When going up and down with unabsorbed bumps, the rider’s body damps the vertical motion, and a properly-designed lab test of rolling resistance can simulate the energy lost in damping. The widespread adoption of compression clothing among triathletes shows a broad understanding of how vibration can bring on muscle fatigue.

Tires with more supple casings are faster than tires with stiffer casings, tubeless tires are generally faster than tube-type tires, and tubular tires, and latex or TPU inner tubes are faster than butyl ones. Look for tires with high thread counts in TPI (threads per inch), indicating that the casing threads are thinner and respond more easily to road imperfections. Select tires that are wider than you might think and run them at pressures lower than you might think. The rougher the course, the bigger the tire and the lower the pressure should be (yes, they will be faster, we promise!).

On, say, the Queen K highway, a 175-pound rider will want 25mm tires pumped to between 5 and 6 bar (72-87psi), or if the rims are wide enough that they perform well aerodynamically, even 28mm tires pumped to between 4.5 and 5.5 bar (65-80psi). The same 25mm tires for a 140-pound rider would be best at 4-5 bar (58-72 psi). If that surprises you, you’re probably not alone.

Aerodynamics is often called “free speed.” Relative to the high cost of aerodynamic equipment, however, buying faster tires, which wear out anyway and need to be replaced, is inexpensive speed. On a rough course, the difference in power to drive different pairs of expensive racing tires can be on the order of 30 watts. That’s worth paying attention to.

From many years of lab-testing and riding lots of tires, these are my favorites in this context of what will be fastest:

Specialized Turbo Cotton Clincher (with a latex or Schwalbe Aerothan TPU inner tube)

$80, specialized.com; $25, schwalbetires.com

This setup regularly outperforms all other tires in rolling resistance. Its 320 TPI casing of polyester/cotton threads not encased in rubber is super supple, its hand-glued-on Gripton tread compound is super fast, its BlackBelt puncture belt is very flexible, and the latex or TPU tube moves with less energy and resists punctures and pinch flats better than butyl tubes.

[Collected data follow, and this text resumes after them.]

PR #19354, opened 2022-06-21
Add nutpie

aseyboldt:
Checklist
- [x] Build number is 0.

### DIFF
--- a/recipes/nutpie/meta.yaml
+++ b/recipes/nutpie/meta.yaml
@@ -12,14 +12,16 @@ source:
 build:
   number: 0
   skip: True  # [py<38]
-  script: |
-    maturin build --bindings pyo3 --no-sdist --release --interpreter {{ PYTHON }} --out wheels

Continental Grand Prix 5000 S TR

$100, continental-tires.com

This tubeless-ready tire not only rolls fast, especially without a tube, but its slick, Black-Chili-compound tread with hatch-pattern shark-fin-shaped sections on the sides is also one of the fastest aerodynamically. Its casing is translucent, and while it has a low thread count, its threads are thin, supple, and super strong—woven with space between and held in a vulcanized rubber matrix.

Challenge Pro Strada TR

$80, us.challengetires.com

This handmade tubeless-ready tire is fast and comfortable. Its construction and thread count is almost identical to that of the Specialized Turbo Cotton clincher with a bead shape and layer of latex inside to make it hold air when run tubeless (with sealant).